### Aim of the task
Would you tally how many lines in the records include the word "class"? Reply with the number only.

Entries taken from a collection:
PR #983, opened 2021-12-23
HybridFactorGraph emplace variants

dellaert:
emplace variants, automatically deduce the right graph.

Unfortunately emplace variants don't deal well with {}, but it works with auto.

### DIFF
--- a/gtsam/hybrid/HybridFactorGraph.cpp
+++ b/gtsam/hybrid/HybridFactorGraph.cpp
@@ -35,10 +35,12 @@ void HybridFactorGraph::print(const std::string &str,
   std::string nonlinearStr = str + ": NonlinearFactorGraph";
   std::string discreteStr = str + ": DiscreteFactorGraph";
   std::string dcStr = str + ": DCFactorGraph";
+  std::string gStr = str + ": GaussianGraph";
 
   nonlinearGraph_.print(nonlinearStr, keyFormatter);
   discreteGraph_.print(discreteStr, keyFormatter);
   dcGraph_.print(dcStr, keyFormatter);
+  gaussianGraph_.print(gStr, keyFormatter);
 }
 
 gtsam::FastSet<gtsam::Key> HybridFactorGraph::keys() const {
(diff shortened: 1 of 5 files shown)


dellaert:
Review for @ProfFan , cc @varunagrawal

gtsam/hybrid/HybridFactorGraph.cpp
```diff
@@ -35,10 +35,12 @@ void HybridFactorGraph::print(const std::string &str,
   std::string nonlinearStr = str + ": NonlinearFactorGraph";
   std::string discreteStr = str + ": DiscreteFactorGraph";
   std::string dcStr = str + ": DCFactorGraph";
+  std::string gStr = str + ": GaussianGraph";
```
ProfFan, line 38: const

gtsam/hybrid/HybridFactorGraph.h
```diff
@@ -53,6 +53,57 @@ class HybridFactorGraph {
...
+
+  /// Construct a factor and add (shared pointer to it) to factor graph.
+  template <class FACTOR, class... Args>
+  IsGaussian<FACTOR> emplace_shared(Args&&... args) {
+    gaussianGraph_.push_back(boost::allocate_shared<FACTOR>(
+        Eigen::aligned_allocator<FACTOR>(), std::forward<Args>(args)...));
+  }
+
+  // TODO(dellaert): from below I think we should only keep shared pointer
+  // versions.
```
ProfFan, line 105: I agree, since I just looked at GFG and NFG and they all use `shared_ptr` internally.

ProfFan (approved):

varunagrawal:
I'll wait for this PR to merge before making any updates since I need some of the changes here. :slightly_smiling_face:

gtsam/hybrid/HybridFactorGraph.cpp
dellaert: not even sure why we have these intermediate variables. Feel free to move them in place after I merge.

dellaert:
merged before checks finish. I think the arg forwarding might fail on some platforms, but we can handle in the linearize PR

...

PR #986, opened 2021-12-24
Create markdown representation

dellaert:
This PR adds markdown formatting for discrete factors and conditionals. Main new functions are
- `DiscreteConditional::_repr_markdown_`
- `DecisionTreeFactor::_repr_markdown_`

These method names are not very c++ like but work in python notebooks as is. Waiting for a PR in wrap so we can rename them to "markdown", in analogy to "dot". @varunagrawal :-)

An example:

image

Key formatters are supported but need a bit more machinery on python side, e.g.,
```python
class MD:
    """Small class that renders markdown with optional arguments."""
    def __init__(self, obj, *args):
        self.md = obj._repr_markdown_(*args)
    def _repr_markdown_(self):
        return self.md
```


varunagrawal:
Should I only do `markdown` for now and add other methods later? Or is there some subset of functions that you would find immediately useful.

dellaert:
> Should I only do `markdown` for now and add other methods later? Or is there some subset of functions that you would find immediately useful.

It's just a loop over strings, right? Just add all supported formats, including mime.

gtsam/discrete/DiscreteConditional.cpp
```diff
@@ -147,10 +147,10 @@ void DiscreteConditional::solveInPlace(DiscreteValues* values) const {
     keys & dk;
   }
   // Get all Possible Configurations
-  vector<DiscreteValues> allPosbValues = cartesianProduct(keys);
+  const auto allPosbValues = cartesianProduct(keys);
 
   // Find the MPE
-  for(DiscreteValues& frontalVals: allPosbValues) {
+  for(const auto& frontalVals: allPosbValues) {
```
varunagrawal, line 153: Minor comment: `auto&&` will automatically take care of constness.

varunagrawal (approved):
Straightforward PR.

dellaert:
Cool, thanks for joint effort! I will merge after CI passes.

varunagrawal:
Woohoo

### Response below
4